WHAT THE TASK ASKS: Repeat nothing but the lines below running from the one containing "it would nice" to the one containing "Yes there are". Keep both end lines.

PROVIDED RECORDS:
━━━━━━━━━━━━━━━━
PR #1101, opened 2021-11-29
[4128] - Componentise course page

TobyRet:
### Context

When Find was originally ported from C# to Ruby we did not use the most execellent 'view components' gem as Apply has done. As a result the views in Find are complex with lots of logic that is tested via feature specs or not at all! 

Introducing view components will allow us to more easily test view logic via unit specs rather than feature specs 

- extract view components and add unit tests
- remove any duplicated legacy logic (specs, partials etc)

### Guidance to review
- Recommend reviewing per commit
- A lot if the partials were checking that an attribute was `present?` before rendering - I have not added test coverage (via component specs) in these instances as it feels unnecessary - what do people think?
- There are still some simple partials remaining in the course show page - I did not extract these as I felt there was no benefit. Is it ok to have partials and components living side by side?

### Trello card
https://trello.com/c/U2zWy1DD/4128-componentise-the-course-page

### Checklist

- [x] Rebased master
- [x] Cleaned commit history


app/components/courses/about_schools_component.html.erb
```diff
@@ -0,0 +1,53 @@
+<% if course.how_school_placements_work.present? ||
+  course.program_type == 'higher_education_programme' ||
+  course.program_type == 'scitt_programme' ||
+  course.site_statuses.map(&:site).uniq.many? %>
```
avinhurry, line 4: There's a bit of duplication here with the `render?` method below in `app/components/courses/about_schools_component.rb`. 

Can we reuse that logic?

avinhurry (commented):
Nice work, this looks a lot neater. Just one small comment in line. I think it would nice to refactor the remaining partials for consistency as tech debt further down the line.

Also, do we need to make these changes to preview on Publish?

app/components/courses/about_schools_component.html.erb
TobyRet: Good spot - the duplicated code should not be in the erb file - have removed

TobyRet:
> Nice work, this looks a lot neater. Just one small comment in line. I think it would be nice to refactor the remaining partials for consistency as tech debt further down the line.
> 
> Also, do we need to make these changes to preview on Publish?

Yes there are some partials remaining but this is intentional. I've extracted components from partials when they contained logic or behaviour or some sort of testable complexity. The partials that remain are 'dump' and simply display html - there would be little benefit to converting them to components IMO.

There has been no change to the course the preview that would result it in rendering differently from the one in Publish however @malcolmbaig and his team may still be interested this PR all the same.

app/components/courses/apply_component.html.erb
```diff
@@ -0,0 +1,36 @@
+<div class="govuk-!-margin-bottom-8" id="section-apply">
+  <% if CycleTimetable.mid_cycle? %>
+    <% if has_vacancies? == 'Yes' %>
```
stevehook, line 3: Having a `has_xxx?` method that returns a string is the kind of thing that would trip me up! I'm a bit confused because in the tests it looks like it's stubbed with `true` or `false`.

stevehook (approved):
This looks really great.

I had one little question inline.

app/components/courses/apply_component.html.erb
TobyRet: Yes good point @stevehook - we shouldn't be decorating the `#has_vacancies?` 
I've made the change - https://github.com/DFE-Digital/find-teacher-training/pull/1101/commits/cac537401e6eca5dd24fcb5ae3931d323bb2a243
━━━━━━━━━━━━━━━━
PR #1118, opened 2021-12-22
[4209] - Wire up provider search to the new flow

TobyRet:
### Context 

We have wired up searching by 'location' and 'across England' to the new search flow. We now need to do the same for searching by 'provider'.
━━━━━━━━━━━━━━━━
WRITTEN ANSWER:
Nice work, this looks a lot neater. Just one small comment in line. I think it would nice to refactor the remaining partials for consistency as tech debt further down the line.

Also, do we need to make these changes to preview on Publish?

app/components/courses/about_schools_component.html.erb
TobyRet: Good spot - the duplicated code should not be in the erb file - have removed

TobyRet:
> Nice work, this looks a lot neater. Just one small comment in line. I think it would be nice to refactor the remaining partials for consistency as tech debt further down the line.
> 
> Also, do we need to make these changes to preview on Publish?

Yes there are some partials remaining but this is intentional. I've extracted components from partials when they contained logic or behaviour or some sort of testable complexity. The partials that remain are 'dump' and simply display html - there would be little benefit to converting them to components IMO.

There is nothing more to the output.